* Requirement
Only the lines from the opening of the material through the one containing "to finalize external" should be reproduced, each exactly as it stands.

::::::::::

PR #552, opened 2022-10-12
fix(agent): instrument `drupal_http_request`

misiekn:
Fix `drupal_http_request` instrumentation for PHP 8.0+ by using Observer
APIs `before` callback to add New Relic headers and `after` callback
to finalize external segment with metrics. Observer API instrumentation
requires the external request segment to be created in `before` callback
but be available in `after` callback. Therefore it is made a NRPRG global.

### DIFF
--- a/agent/fw_drupal.c
+++ b/agent/fw_drupal.c
@@ -67,6 +67,54 @@ NR_PHP_WRAPPER(nr_drupal_qdrupal_name_the_wt) {
 }
 NR_PHP_WRAPPER_END
 
+#if ZEND_MODULE_API_NO >= ZEND_7_3_X_API_NO
+static void nr_drupal_http_request_ensure_second_arg(NR_EXECUTE_PROTO) {
+  zval* arg = NULL;
+
+  /*
+   * If only one argument is given, an empty list is inserted as second
+   * argument. NR headers are added during a later step.
+   */
+  if (ZEND_NUM_ARGS() == 1) {
+    arg = nr_php_zval_alloc();
+    array_init(arg);
+
+    nr_php_arg_add(NR_EXECUTE_ORIG_ARGS, arg);
+
+    nr_php_zval_free(&arg);
+  }
+}
+
+static zval* nr_drupal_http_request_add_headers(NR_EXECUTE_PROTO TSRMLS_DC) {
+  bool is_drupal_7;
+  zval* second_arg = NULL;
+  zend_execute_data* ex = nr_get_zend_execute_data(NR_EXECUTE_ORIG_ARGS);
+
+  if (nrunlikely(NULL == ex)) {
+    return NULL;
+  }
+
+  /* Ensure second argument exists in the call frame */
+  nr_drupal_http_request_ensure_second_arg(NR_EXECUTE_ORIG_ARGS);
+
+  is_drupal_7 = (ex->func->common.num_args == 2);
+
+  /*
+   * nr_php_get_user_func_arg is used, as nr_php_arg_get calls ZVAL_DUP
+   * on the argument zval and thus doesn't allow us to change the
+   * original argument.
+   */
+  second_arg = nr_php_get_user_func_arg(2, NR_EXECUTE_ORIG_ARGS);
+
+  /*
+   * Add NR headers.
+   */
+  nr_drupal_headers_add(second_arg, is_drupal_7 TSRMLS_CC);
+
+  return second_arg;
+}
+#endif
+
 static uint64_t nr_drupal_http_request_get_response_code(
     zval** return_value TSRMLS_DC) {
   zval* code = NULL;
@@ -143,40 +191,7 @@ NR_PHP_WRAPPER(nr_drupal_http_request_before) {
    * (nr_php_swap_user_functions), which breaks as since PHP 7.3 user
    * functions are stored in shared memory.
    */
-  bool is_drupal_7;
-  zval* arg = NULL;
-  zend_execute_data* ex = nr_get_zend_execute_data(NR_EXECUTE_ORIG_ARGS);
-
-  if (NULL == ex) {
-    NR_PHP_WRAPPER_LEAVE
-  }
-
-  is_drupal_7 = (ex->func->common.num_args == 2);
-
-  /*
-   * If only one argument is given, an empty list is inserted as second
-   * argument. NR headers are added during a later step.
-   */
-  if (ZEND_NUM_ARGS() == 1) {
-    arg = nr_php_zval_alloc();
-    array_init(arg);
-
-    nr_php_arg_add(NR_EXECUTE_ORIG_ARGS, arg);
-
-    nr_php_zval_free(&arg);
-  }
-
-  /*
-   * nr_php_get_user_func_arg is used, as nr_php_arg_get calls ZVAL_DUP
-   * on the argument zval and thus doesn't allow us to change the
-   * original argument.
-   */
-  arg = nr_php_get_user_func_arg(2, NR_EXECUTE_ORIG_ARGS);
-
-  /*
-   * Add NR headers.
-   */
-  nr_drupal_headers_add(arg, is_drupal_7 TSRMLS_CC);
+  nr_drupal_http_request_add_headers(NR_EXECUTE_ORIG_ARGS);
 
   NR_PHP_WRAPPER_REQUIRE_FRAMEWORK(NR_FW_DRUPAL);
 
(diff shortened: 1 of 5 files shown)


agent/fw_drupal.c
```diff
@@ -67,6 +67,90 @@ NR_PHP_WRAPPER(nr_drupal_qdrupal_name_the_wt) {
...
+  zval* method = NULL;
+  char* http_request_method = NULL;
+
+  /*
+   * Drupal 6 will have a third argument with the method, Drupal 7 will not
+   * have a third argument it must be parsed from the second.
+   */
+  arg3 = nr_php_arg_get(3, NR_EXECUTE_ORIG_ARGS TSRMLS_CC);
+  // There is no third arg, this is drupal 7
+  if (0 == arg3) {
```
mfulb, line 130: Use NULL for comparison?
```suggestion
  if (NULL == arg3) {
```

agent/fw_drupal.c
```diff
@@ -155,40 +227,108 @@ NR_PHP_WRAPPER(nr_drupal_http_request_exec) {
...
-  zend_execute_data* ex = nr_get_zend_execute_data(NR_EXECUTE_ORIG_ARGS);
+  nr_drupal_http_request_add_headers(NR_EXECUTE_ORIG_ARGS);
 
-  if (NULL == ex) {
-    NR_PHP_WRAPPER_LEAVE
-  }
+  NR_PHP_WRAPPER_REQUIRE_FRAMEWORK(NR_FW_DRUPAL);
 
-  is_drupal_7 = (ex->func->common.num_args == 2);
+  NRPRG(drupal_http_request_depth) += 1;
```
mfulb, line 234: Is this something we might want to flag with a comment that will be affected by fibers support?

agent/php_newrelic.h
```diff
@@ -409,7 +409,10 @@ size_t drupal_module_invoke_all_hook_len; /* The length of the current Drupal
                                              hook */
 size_t drupal_http_request_depth; /* The current depth of drupal_http_request()
                                      calls */
-
+#if ZEND_MODULE_API_NO >= ZEND_8_0_X_API_NO \
+    && !defined OVERWRITE_ZEND_EXECUTE_DATA
+nr_segment_t* drupal_http_request_segment;
```
mfulb, line 414: Does this need to be initialized anywhere or is it assumed to be set to zero by the compiler because of the global scope?

agent/fw_drupal.c
misiekn: Will do - I'll wait for remaining feedback to commit in a batch. Just a word of explanation - this refactoring was achieved literally with nothing more than cut and paste. No line of code got modified between cut and paste :)

agent/fw_drupal.c
misiekn: Will a comment `not thread/fiber safe` [here](https://github.com/misiekn/newrelic-php-agent/blob/oapi/drupal_http_request/agent/php_newrelic.h#L410) be ok?

agent/php_newrelic.h
misiekn: It doesn't need to be initialized to anything other than `NULL` which is handled by the complier because of global scope. The segment assigned to `drupal_http_request_segment` is created [here](https://github.com/misiekn/newrelic-php-agent/blob/oapi/drupal_http_request/agent/fw_drupal.c#L243) and unassigned [here](https://github.com/misiekn/newrelic-php-agent/blob/oapi/drupal_http_request/agent/fw_drupal.c#L291).

agent/fw_drupal.c
mfulb: Sure - although on second thought maybe just the NRPRG() macro is enough of a signature for us to l look for in the future?

misiekn: I agree with this statement - NRPRG() macro is enough of a signature for us to l look for when adding fibers support. Any global state for that matter.

agent/fw_drupal.c
```diff
@@ -67,6 +67,90 @@ NR_PHP_WRAPPER(nr_drupal_qdrupal_name_the_wt) {
 }
 NR_PHP_WRAPPER_END
 
+#if ZEND_MODULE_API_NO >= ZEND_7_3_X_API_NO
```
bduranleau-nr, line 70: Is this not applicable to PHP versions 7.0 -> 7.2?

agent/fw_drupal.c
```diff
@@ -67,6 +67,90 @@ NR_PHP_WRAPPER(nr_drupal_qdrupal_name_the_wt) {
...
+  nr_drupal_http_request_ensure_second_arg(NR_EXECUTE_ORIG_ARGS);
+
+  is_drupal_7 = (ex->func->common.num_args == 2);
+
+  /*
+   * nr_php_get_user_func_arg is used, as nr_php_arg_get calls ZVAL_DUP
+   * on the argument zval and thus doesn't allow us to change the
+   * original argument.
+   */
+  second_arg = nr_php_get_user_func_arg(2, NR_EXECUTE_ORIG_ARGS);
```
bduranleau-nr, line 107: Could check if this value is `NULL` and return immediately without having to call `nr_drupal_headers_add`

bduranleau-nr (approved):
👍

agent/fw_drupal.c
```diff
@@ -155,40 +227,108 @@ NR_PHP_WRAPPER(nr_drupal_http_request_exec) {
...
+  arg1 = nr_php_arg_get(1, NR_EXECUTE_ORIG_ARGS TSRMLS_CC);
+  if (0 == nr_php_is_zval_non_empty_string(arg1)) {
+    goto end;
   }
 
   /*
-   * nr_php_get_user_func_arg is used, as nr_php_arg_get calls ZVAL_DUP
-   * on the argument zval and thus doesn't allow us to change the
-   * original argument.
+   * We only want to create a metric here if this isn't a recursive call to
```
zsistla, line 266: What happens if it is a recursive call based on a redirect?

agent/php_newrelic.h
zsistla: Should we doublecheck that this got freed in rshutdown?
Maybe something here: https://github.com/newrelic/newrelic-php-agent/blob/main/agent/php_rshutdown.c#L92
Since the segment start and stop are in different functions now we have to be prepared for something happening in between.

zsistla:
Thanks for debugging this issue and getting the fix up :)

agent/fw_drupal.c
misiekn: I didn't change the original implementation which didn't check for `NULL` before calling `nr_drupal_headers_add`. This was pure copy/paste re-factoring to re-use code in pre-oapi and oapi instrumentation. It is highly unlikely that `second_arg` will be `NULL` so I think for code clarity this can be left as is.

agent/fw_drupal.c
misiekn: The global `NRPRG(drupal_http_request_segment)` segment remains unchanged if it is a recursive call based on a redirect. `NRPRG(drupal_http_request_segment)` segment is only created by the first call to `drupal_http_request`  - see [agent/fw_drupal.c:242](https://github.com/misiekn/newrelic-php-agent/blob/oapi/drupal_http_request/agent/fw_drupal.c#L242). It is only destroyed when the first call to `drupal_http_request` returns - see [agent/fw_drupal.c:291](https://github.com/misiekn/newrelic-php-agent/blob/oapi/drupal_http_request/agent/fw_drupal.c#L291). It was better visible in pre-oapi instrumentation, because everything happened within the scope of a single function - `drupal_http_request_exec` - and the segment was local to that function. There was no need to maintain state before and after call to `drupal_http_request`. With oapi the management of external segment must be split between before and after callbacks and it's easier to lose track of what is going on. For now `drupal_http_request` oapi instrumentation uses a simple solution of maintaining external segment as a global variable. This will probably have to be revisited when fibers support is added to the agent.

zsistla: Got it, thanks for the explanation :)

agent/php_newrelic.h
misiekn: `drupal_http_request_segment` points to memory chunk allocated by slab allocator (`nr_segment_start` calls [nr_txn_allocate_segment](https://github.com/newrelic/newrelic-php-agent/blob/main/axiom/nr_segment.c#L179) which in turn calls [nr_slab_next](https://github.com/newrelic/newrelic-php-agent/blob/main/axiom/nr_txn.h#L1138)). It is guaranteed to be freed by slab allocator [here](https://github.com/newrelic/newrelic-php-agent/blob/main/axiom/nr_txn.c#L1237) (as part of  `nr_txn_destroy_fields` which is called from within `nr_txn_destroy` which is called by `nr_php_txn_end` called in `nr_php_post_deactivate`). I can add setting `drupal_http_request_segment` to NULL in `nr_php_post_deactivate`.

ZNeumann (approved):

agent/php_newrelic.h
misiekn: @mfulb @zsistla I tried to address these concerns with c30a987486a5bc2ea8e6c28fd470be5d593874d7 and e4128608b6df37f1892e6e5ef505fcaff8c0d1f4. Is this acceptable?

mfulb: The "exception path" in e412860 would be if the segment was not kicked from the segment minheap and persists to the end of the request?

misiekn: > The "exception path" in https://github.com/newrelic/newrelic-php-agent/commit/e4128608b6df37f1892e6e5ef505fcaff8c0d1f4 would be if the segment was not kicked from the segment minheap and persists to the end of the request?

The 'exception path' covers anything that does not fall under the 'happy path' category, i.e. segment ended in the _after_ callback. The change in e4128608b6df37f1892e6e5ef505fcaff8c0d1f4 does not ensure that the memory pointed by `drupal_http_request_segment` is freed - this is guaranteed to be freed by slab allocator [here](https://github.com/newrelic/newrelic-php-agent/blob/main/axiom/nr_txn.c#L1237). The change in e4128608b6df37f1892e6e5ef505fcaff8c0d1f4 only ensures that at the end of the request, the `drupal_http_request_segment` pointer will no longer point to anything. In my tests `drupal_http_request_segment` pointer had non-NULL value regardless of the outcome of `drupal_http_request` (successful execution or execution ended by exception), and regardless if external segment was or was not moved to min-max heap (moving the segment to the min-max heap should invalidate the pointer pointing to the segment but it is not happening). This change is last resort failsafe to ensure accessing `drupal_http_request_segment` outside the scope of `nr_drupal_http_request_before` and `nr_drupal_http_request_after` callbacks will not cause unexpected memory corruption.

FYI: I tested `drupal_http_request` execution with and without exception as well as nested calls to `drupal_http_request` caused by redirect.

zsistla (approved):
Thanks, LGTM!

PR #554, opened 2022-10-17
fix(agent): detect framework in oapi's fcall_begin

misiekn:
Framework detection (`nr_execute_handle_framework`) not only adds `wraprecs`
but also sets `NRPRG(current_framework)`. It is important to set it before
function is called, because its value affects other instrumentation, e.g.
when datastore segment for SQL operation is ended, a table name modify
function (`nr_php_modify_table_name_fn`) to shorten table name is selected
based on `NRPRG(current_framework)`.

This fixes `frameworks/magento/test_temp_tables.php` and
`frameworks/wordpress/test_site_specific_tables.php` integration tests.

### DIFF
--- a/agent/php_execute.c
+++ b/agent/php_execute.c
@@ -1692,11 +1692,10 @@ static void nr_php_instrument_func_begin(NR_EXECUTE_PROTO) {
 
   NRTXNGLOBAL(execute_count) += 1;
 
-  /*
-   * Wait to do this handling in the end function handler when all the files
-   * have been loaded; otherwise, the classes might not be loaded yet.
-   */
   if (nrunlikely(OP_ARRAY_IS_A_FILE(NR_OP_ARRAY))) {
+    const char* filename = nr_php_op_array_file_name(NR_OP_ARRAY);
+    nr_execute_handle_framework(all_frameworks, num_all_frameworks,
+                              filename TSRMLS_CC);
     return;
   }
   wraprec = nr_php_get_wraprec_by_name(execute_data->func);


agent/php_execute.c
```diff
@@ -1692,11 +1692,10 @@ static void nr_php_instrument_func_begin(NR_EXECUTE_PROTO) {
...
   NRTXNGLOBAL(execute_count) += 1;
 
-  /*
-   * Wait to do this handling in the end function handler when all the files
-   * have been loaded; otherwise, the classes might not be loaded yet.
-   */
   if (nrunlikely(OP_ARRAY_IS_A_FILE(NR_OP_ARRAY))) {
+    const char* filename = nr_php_op_array_file_name(NR_OP_ARRAY);
+    nr_execute_handle_framework(all_frameworks, num_all_frameworks,
+                              filename TSRMLS_CC);
```
zsistla, line 1698: This means handle_framework is now getting called twice.  Here in the begin_func and [here in the end_func](https://github.com/newrelic/newrelic-php-agent/pull/554/files#diff-beedad7bbfc9687348e557b4752fbf6f54e4407a6e3177e8cabaaec7e3ffd625R1749) when it calls `nr_php_execute_file` https://github.com/misiekn/newrelic-php-agent/blob/oapi/integration-tests/agent/php_execute.c#L925.

I had initially moved from begin_func to end_func because some wraprecs weren't getting properly set until the file and any included classes were fully loaded.
This is probably okay to call twice because it depends on the file being called for detection and it looks like some files need earlier handling and some prefer later handling.  For instance, if you took out the call in end_func, other integration tests would fail.

However, the libraries and logging detections are still only being loaded in the end_func.  Does only framework detection need to be called in begin_func because of the special way we detect magento and wordpress?

bduranleau-nr (approved):

agent/php_execute.c
zsistla: The reported class is because:
```
 /*
   * Internally, there are cases where the zend_function reports it is one
   * class; however, the zend_function is also contained in another class_entry
   * table.
   * For an example, see tests/integration/laravel
   * A lookup for the class = Illuminate\Console\Application returns the class
   * entry named classname = Illuminate\Console\Application
   * So far so good!
   * Lookup Illuminate\Console\Application method doRun and a zend_function is
   * returned.  Ask that zend_func what its classname is and it says:
   * Symfony\Component\Console\Application instead of Illuminate\Console\Application
   * Okay.
   * Track both class infos for any wraprecs.
   */
```
Additionally now we need to lookup the function to get the lineno so we still need to have the functionality of the function lookup.

zsistla (approved):

ZNeumann (approved):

::::::::::

* Task answer
PR #552, opened 2022-10-12
fix(agent): instrument `drupal_http_request`

misiekn:
Fix `drupal_http_request` instrumentation for PHP 8.0+ by using Observer
APIs `before` callback to add New Relic headers and `after` callback
to finalize external segment with metrics. Observer API instrumentation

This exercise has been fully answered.